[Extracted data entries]

PR #1408, opened 2022-03-09
(feat) Semantic document highlight

jasonlyu123:
This adds support for [document highlight](https://microsoft.github.io/language-server-protocol/specifications/specification-current/#textDocument_documentHighlight). Making the document highlight be based on semantic/syntactic meaning instead of the current word-based default by VSCode. This also makes the document highlight available for other LSP client since a lot of them doesn't have a word-based fallback and it does look kind of weird without it. 

As usual, the result is provided by `vscode-css-languageservice`, `vscode-html-languageservice` and typescript. As for the svelte plugin, I highlight the svelte block and tags. For example, if block highlights `#if`, `:else if`, `:else` and `/if`. 

The downside of the current approach is that ts, svelte document highlight in the markup won't work if there's a syntax error in the markup. Also, for unsupported embed language users, like pug, sass, postcss and stylus. It might be a worse experience. With that said I think it would still be a good addition. 

To discuss: 

1. Do we think this is better than the word-based in vscode? If not maybe we could make it disablable and disable this by default in vscode. But enable it in the server by default. For it to work, we have to set the server capability based on config. 

2. To address the worse experience for unsupported embed language. I am thinking if we can implement a word-based by ourselves and return the word-based result for these languages. 

3. The svelte compile result may not be reliable enough. So maybe we can blank the style and script tag like in svelte2tsx and use that instead. Or maybe even move to the typescript plugin and use the AST returned by `svelte2tsx` instead?


igorlfs:
Hey, is there any chance of this getting merged? It'd be nice to have when using other clients

jasonlyu123:
The main reason for the inactive is that this is not reliable. It won't work when there is a syntax error in the template. But maybe it's still better than nothing. We could probably mark it as experimental and off by default.

jasonlyu123:
It's now marked as experimental and off by default. We could make it on by default if people don't care much about the parser error problem. Similar to the folding range. I also added a word-based solution for unsupported embedded languages. The svelte result is also calculated using the AST returned by svelte2tsx. Unlike the folding range, there isn't a word-based fallback when there is a parser error because the result is too different.

packages/svelte-vscode/package.json
```diff
@@ -399,6 +399,12 @@
                         "none",
                         "ts"
                     ]
+                },
+                "svelte.experimental.documentHighlight.enable": {
+                    "type": "boolean",
+                    "default": false,
+                    "title": "Experimental: Document Highlight",
+                    "description": "Enable experimental document highlight support. Require restart."
```
dummdidumm, line 407:
```suggestion
                    "description": "Enable experimental document highlight support. Requires a restart."
```

dummdidumm (commented):
Sorry for taking so long to respond - now that Svelte 5 has a loose parser, does that alleviate some of the concerns with not enabling this by default?

Could you show some screenshots of before/after and also some of the cases where it breaks down? I gotta admit I'm not that knowledgeable about the whole semantic document highlighting topic.

jasonlyu123:
Hmmm. While I was trying to take some screenshots of it breaking. I found that there is weirdly a word-based fallback now and HTML doesn't have the same behaviour. Not sure if this is supposed to be a new feature or a VSCode bug. I also found some bugs with nested blocks. I'll check both later. And about experimental or not, I think I am leaning toward enabling it by default now we have the loose parser.

jasonlyu123:
Okay, the word highlight fallback should be intentional. If we return an empty array instead of null it'll stop the fallback. 

圖片

This is what it looks like when there are highlights. And in the parser error state, it is just nothing. But you could still trigger the word base highlight when double-clicking on the word so maybe it isn't that big of a deal. I think we can enable this by default. And if enough people find the parser error state annoying we can consider leveraging the word highlight fallback in svelte 4 files.

packages/language-server/src/plugins/PluginHost.ts
```diff
@@ -677,6 +678,25 @@ export class PluginHost implements LSProvider, OnWatchFileChanges {
...
+            throw new Error('Cannot call methods on an unopened document');
+        }
+
+        return (
+            this.execute<DocumentHighlight[] | null>(
+                'findDocumentHighlight',
+                [document, position],
+                ExecuteMode.FirstNonNull,
+                'high'
+            ) ?? []
```
dummdidumm, line 696:
```suggestion
            ) ?? [] // fall back to empty array to prevent fallback to word-based highlighting
```

packages/language-server/src/server.ts
```diff
@@ -322,7 +322,7 @@ export function startServer(options?: LSOptions) {
                 },
                 documentHighlightProvider:
                     evt.initializationOptions?.configuration?.svelte.plugin.svelte
-                        ?.documentHighlight?.enable === false
+                        ?.documentHighlight?.enable === true
```
jasonlyu123, line 325: Oops. Got it wrong. What I actually wanted is `evt.initializationOptions?.configuration?.svelte.plugin.svelte?.enable !== false`. But now that I think about it `evt.initializationOptions?.configuration?.svelte.plugin.svelte?.enable ?? true` is probably clearer.

dummdidumm (approved):
More than 2,5 years in the making, kudos for your persistence 😄

PR #1410, opened 2022-03-12
untyped and `any` should have the same behaviour

ivanhofer:
If a component that contains `<script lang="ts">` exports a prop that is not typed, `TypeScript` treats it as `any` and this is also true for the usage in the component itself. But it shows up as `undefined` in other components.

I think these two props should have the same behaviour:
```svelte
<script lang="ts">
    export let untyped;
    export let typedAsAny: any;
</script>
```

I'm not sure where I can fix this, so I just started by writing tests.
Any suggestion where this needs to be fixed?


dummdidumm:
@jasonlyu123 you mentioned this in #1378 and now it came up through this PR. What do you think about also initializing the prop in this case? Doesn't hurt in my opinion, it also gets rid of some "properly undefined" errors when using an uninitialized prop during component initialization.

jasonlyu123:
Looks ok. I also think it wouldn't hurt. Can't think of other dropbacks.

dummdidumm:
Alright, thanks for second pair of eyes!
Thanks @ivanhofer for getting the ball rolling on this one!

- [Activity]:
The lines you need are those containing "undefined"; find them in the records and copy them.

- [Result for this task]:
If a component that contains `<script lang="ts">` exports a prop that is not typed, `TypeScript` treats it as `any` and this is also true for the usage in the component itself. But it shows up as `undefined` in other components.
@jasonlyu123 you mentioned this in #1378 and now it came up through this PR. What do you think about also initializing the prop in this case? Doesn't hurt in my opinion, it also gets rid of some "properly undefined" errors when using an uninitialized prop during component initialization.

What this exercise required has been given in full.